Troisième point auquel le ministre tentera d'apporter des changements : la fiscalité. "Aujourd'hui, les impôts et taxes dans ce pays nous rapportent 180 milliards de francs. Et 70% de cette fiscalité est indirecte (douane, importation, TVA). L'une des premières solutions, c'est de faire un basculement — développer les impôts directs pour abaisser la fiscalité indirecte puisque c'est la fiscalité indirecte qui est la plus inflationniste. Deuxième levier : le développement de la concurrence, quitte à modifier le code de la concurrence. Le gros des écoulements sur le marché polynésien, ce sont des entreprises qui sont en position dominante. Il ne s'agit pas de les fustiger mais de donner la chance aux plus petits de devenir grands. C'est compliqué mais pas impossible avec des régimes plus allégés, des dispositifs d'aide directe pour les aider à développer des projets" précise Warren Dexter. 

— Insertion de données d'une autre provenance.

PR #4034, opened 2020-07-07
[Bug][Broker] Fix bug that the error exception is not caught when closing the broker writer

### LINKED ISSUE #4033: [Restore] Restore failed due to empty file
**Describe the bug**
Restore failed because of following errors shows in `SHOW RESTORE` result.

```
[19685: invalid md5 of downloaded file: /path/to/palobe/data/snapshot/20200630112902.98.1728000/19551/812794862/020000000155a0807d46caeef77bc8fed6308e240e8f9cbc_0_68.dat, expected: 469acc8e8430f1afb1b0abe5bbc81a71, get: d41d8cd98f00b204e9800998ecf8427e
```

**DEBUG**

The value `d41d8cd98f00b204e9800998ecf8427e` is the md5 of empty file. So this error means we got an empty file from repositories.

That is, we upload an  empty file when doing BACKUP.

This is because when doing BACKUP, sometime we may encounter error when closing the file writer. It will results in an empty file left on repository. But the fs broker does not return this error, so BE didn't notice it and continue processing.

morningman:
Broker should return the error status.
Fix #4033

### DIFF
--- a/fs_brokers/apache_hdfs_broker/src/main/java/org/apache/doris/broker/hdfs/FileSystemManager.java
+++ b/fs_brokers/apache_hdfs_broker/src/main/java/org/apache/doris/broker/hdfs/FileSystemManager.java
@@ -586,6 +586,8 @@ public class FileSystemManager {
                 fsDataInputStream.close();
             } catch (IOException e) {
                 logger.error("errors while close file input stream", e);
+                throw new BrokerException(TBrokerOperationStatusCode.TARGET_STORAGE_SERVICE_ERROR,
+                        e, "errors while close file input stream");
             } finally {
                 clientContextManager.removeInputStream(fd);
             }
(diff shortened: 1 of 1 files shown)


xy720:
The md5sum was generated before the local file upload to remote, which means the local file is a empty file.
Is it normal we have a empty local file?

fs_brokers/apache_hdfs_broker/src/main/java/org/apache/doris/broker/hdfs/FileSystemManager.java
```diff
@@ -586,6 +586,8 @@ public void closeReader(TBrokerFD fd) {
                 fsDataInputStream.close();
             } catch (IOException e) {
                 logger.error("errors while close file input stream", e);
+                throw new BrokerException(TBrokerOperationStatusCode.TARGET_STORAGE_SERVICE_ERROR,
+                        e, "errors while close file input stream");
```
xy720, line 590: The md5sum was generated before the local file upload to remote, which means the local file is a empty file.
Is it normal we have a empty local file?

xy720:
LGTM

fs_brokers/apache_hdfs_broker/src/main/java/org/apache/doris/broker/hdfs/FileSystemManager.java
morningman: Not because an empty file was uploaded, but because the uploaded file was not closed properly, resulting in an empty file.

yangzhg (approved):
LGTM

PR #4035, opened 2020-07-07
[Doris On ES] [UT] Add UT test for all search phase

wuyunfeng:
I forget push some UT test in this PR https://github.com/apache/incubator-doris/pull/4012, and remove `_cluster/state` resource because DOE does not rely the full ES cluster state meta.


morningman (approved):
LGTM

PR #4041, opened 2020-07-07
Fix predicate pushdown may incorrect when groupby with grouping sets

### LINKED ISSUE #4040: Predicate pushdown amy incorrect when groupby with grouping sets
with sql like 
```
SELECT
    IF(col2 IS NULL, 'ALL', col2) AS col2,
    IF(col3 IS NULL, 'ALL', col3) AS col3,
    pv
FROM
(
    SELECT
        col1,
        col2,
        col3,
        SUM(pv) AS pv
    FROM  a
    WHERE col1 = 0
        AND col4 = 1
        AND col3 = 'foo'
    GROUP BY 
    GROUPING SETS (
        (col1),
        (col1, col2),
        (col1, col3),
        (col1, col2, col3)
    )
) t
WHERE IF(col2 IS NULL, 'ALL', col2) = 'ALL'
```

the IF(col2 IS NULL, 'ALL', col2) = 'ALL'  will be push down to scan node of table a, if grouping set is given and column is not in all grouping set list, we cannot push the predicate since the column value can be null

yangzhg:
Fixes #4040 
Fix predicate pushdown amy incorrect when groupby with grouping sets

### DIFF
--- a/fe/src/main/java/org/apache/doris/planner/SingleNodePlanner.java
+++ b/fe/src/main/java/org/apache/doris/planner/SingleNodePlanner.java
@@ -1974,7 +1974,7 @@ public class SingleNodePlanner {
         }
 
         // Push down predicates to Windows' child until they are assigned successfully.
-        final List<Expr> pushDownPredicates = getPredicatesBoundedByGroupbysSourceExpr(predicates, analyzer);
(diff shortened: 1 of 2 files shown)


EmmyMiao87 (dismissed):
LGTM

wutiangan (dismissed):

EmmyMiao87 (approved):

Issue #4046, opened 2020-07-07
[ThreadPool Resource Leak]There are more and more scheduler threads in our production environment


caiconghui:
![image](https://user-images.githubusercontent.com/55968745/86786379-82c81700-c096-11ea-826e-b1a0e0d0ffd6.png)

caiconghui:
I get the thread snapshot of fe process, and find there are many schduler thread. 
grep "ScheduledThreadPoolExecutor.java:899" temp | wc -l
3826

caiconghui:
https://github.com/apache/incubator-doris/blob/master/fe/src/main/java/org/apache/doris/task/MasterTaskExecutor.java#L39-#L43

PR #4049, opened 2020-07-07
[Thread Resource Leak] Fix thread resource leak after checkpoint catalog destroyed

caiconghui:
This PR is mainly to fix thread resource leak, and then add some notice to use newDaemonScheduledThreadPool api in ThreadPoolManager .


caiconghui:
for #4046

fe/src/main/java/org/apache/doris/common/publish/FixedTimePublisher.java
```diff
@@ -28,7 +28,7 @@
 public class FixedTimePublisher {
```
morningman, line 28: Looks like this class is not used now.
Maybe we can mark it as @Deprecated now, or even remove it?

caiconghui: ok, I will remove it.

fe/src/main/java/org/apache/doris/catalog/Catalog.java
```diff
@@ -458,10 +459,10 @@ public DynamicPartitionScheduler getDynamicPartitionScheduler() {
     }
 
     private static class SingletonHolder {
-        private static final Catalog INSTANCE = new Catalog();
+        private static final Catalog INSTANCE = new Catalog(false);
     }
 
-    private Catalog() {
+    private Catalog(boolean isCheckpointCatalog) {
```
WingsGo, line 465: maybe we should add some comment to this arg, such as: isCheckpointCatalog=true means we need to do some thread metrics collect.

caiconghui: ok

morningman:
Most of UT are failed. I do not know why... Have you run it in your local env?

caiconghui:
> Most of UT are failed. I do not know why... Have you run it in your local env?

my bad, I will fix it.

morningman (approved):
LGTM

PR #4052, opened 2020-07-08
 [Bug] Fix core of double delete, when RowBatch call transfer_resource_ownership

HappenLee:
Resource release should be done by dest RowBatch.  When we call method transfer_resource_ownership. if we don't clear the corresponding resources, which will cause the core problem of double delete.


wutiangan (approved):

yangzhg (approved):
LGTM

PR #4057, opened 2020-07-09
[runtime] Replace the thread pool in FragmentMgr

vagetablechicken:
Ref https://github.com/apache/incubator-doris/issues/3416
Thread pool submit func may return error. To support error handling, we need add cancel_before_execute() for it.

### DIFF
--- a/be/src/common/config.h
+++ b/be/src/common/config.h
@@ -324,7 +324,7 @@ namespace config {
     // Fragment thread pool
     CONF_Int32(fragment_pool_thread_num_min, "64");
     CONF_Int32(fragment_pool_thread_num_max, "512");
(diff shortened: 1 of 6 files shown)


chaoyli:
If you replace PriorityThreadPool with util/threadpool.h, I suggest you set fragment_pool_queue_size larger. Because There will be thousands of qps in dashboard reporting. You can double the default value to 2048.

vagetablechicken:
> If you replace PriorityThreadPool with util/threadpool.h, I suggest you set fragment_pool_queue_size larger. Because There will be thousands of qps in dashboard reporting. You can double the default value to 2048.

fixed.

chaoyli (approved):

Autant de projets qui ne pourront pas être réalisés à court terme. Il faudra donc patienter encore pour voir ses projets aboutir. Et le ministre voudrait mettre un point d'honneur au développement des archipels. Il en parle comme un enjeu majeur "des prochaines décennies. Quand on me parle de grands plans sur la comète à Tahiti, attention parce que vous continuez à développer Tahiti et à favoriser un exode vers Tahiti."

Problèmes de fond

Par ailleurs, qu'en sera-t-il des porte-conteneurs ? La passe de Papeete se fait de plus en plus petite alors que les navires sont de plus en plus gros. Faudra-t-il agrandir la passe ? Moetai Brotherson n'est pour l'instant pas favorable à cette solution. "Cela voudrait donc dire que si les gros porte-conteneurs ne viennent plus sur Papeete, ils déposeraient nos conteneurs en Nouvelle-Zélande. Comment on va récupérer nos conteneurs ?" Le ministre prévoit d'étudier sérieusement la question.

Autre interrogation, le poste PSG qui est "la grosse inquiétude chaque année." Mais Warren Dexter travaille étroitement avec le ministre de la Santé, Cédric Mercadal sur le sujet. 

De gros dossiers attendent donc le ministre, qui veut aussi s'occuper des "exclus", ces personnes en mal d'insertion (SDF, chômeurs etc.), au nombre de 55 000 selon les chiffres de l'ISPF. "Cela pourrait être une poudrière à terme. Cela commence par l'échec scolaire puis l'inemployabilité. Il faut repartir à la base avec eux, gérer leurs problèmes sociaux et parfois psychologiques avant qu'ils ne puissent prétendre à un entretien d'embauche. C'est une situation qu'on ne peut pas laisser perdurer, il faut s'en occuper" conclut-il.